L’image substituée à la réalité
Le pilote d’avion du début du siècle, tel que Saint-Exupéry nous le présente, était maître et souverain de sa machine. Elle n’était pour lui qu’un moyen en vue d’une fin, le rapprochement des êtres humains, cette fin appartenant elle-même à une sphère supérieure à celle de la technique. Il en était ainsi des connaissances que le pilote devait mobiliser pour diriger son appareil; elles aussi appartenaient à la sphère des moyens.
On ne peut en dire autant ni du cosmonaute, ni des connaissances nécessaires au déplacement des fusées dans l’espace. Le cosmonaute est totalement intégré à la machine qu’il habite et au système qui la contrôle. Peut-être l’ensemble du système de lancement n’est-il qu’un moyen pour le chef des opérations du centre de contrôle. Du point de vue du cosmonaute, les choses sont bien différentes: il est complètement intégré au moyen. Son identité en tant qu’être de chair et de sang est sacrifiée à un esprit abstrait sur support mécanique.
Ainsi donc, de l’homme intégral on passe à l’homme intégré, et de l’homme fin à l’homme moyen…C’est ce passage que Von Neuman et ses disciples présentent comme une apothéose, ou tout au moins comme une nouvelle étape dans l’évolution. Pour l’araignée humaine, devenir prisonnière du réseau qu’elle a créé devient une promotion.

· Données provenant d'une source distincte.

PR #2587, opened 2020-04-27
Tests: rocket_generate_advanced_cache_file()

hellofromtonya:
- Adds unit and integration tests for `rocket_generate_advanced_cache_file()`.
- Adds the means to test the function by resetting the static function variable when testing.


inc/functions/files.php
```diff
@@ -86,21 +86,26 @@ function get_rocket_advanced_cache_file() { // phpcs:ignore WordPress.NamingConv
...
 	if ( $done ) {
 		return;
 	}
 	$done = true;
 
-	rocket_put_content( WP_CONTENT_DIR . '/advanced-cache.php', get_rocket_advanced_cache_file() );
+	rocket_put_content(
+		rocket_get_constant( 'WP_CONTENT_DIR' ) . '/advanced-cache.php',
+		get_rocket_advanced_cache_file()
+	);
```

La même évolution a pour effet de substituer les moyens à la réalité. Par moyens, il faut entendre ici le vaste ensemble constitué des médias, des diverses formes de transport et des outils en général. Avec l’avènement du cyborg, le réel passe dans l’orbite du virtuel. Il est de plus en plus difficile d’apercevoir la différence entre la terre, telle que le cosmonaute la voit depuis le simulateur de vol, et telle qu’il la verra depuis un habitacle en orbite. De même, le paysage que le touriste aperçoit depuis sa voiture roulant à 100 km à l’heure n’est guère différent du même paysage projeté sur un écran. Depuis plus d’un siècle, tout conspire à faire apparaître le réel comme une chose abstraite qui s’amenuise à l’horizon. Les techniques nouvelles de visualisation en trois dimensions ont fait perdre à cette chose abstraite le dernier attrait qu’elle pouvait encore présenter. Le réel est vaincu.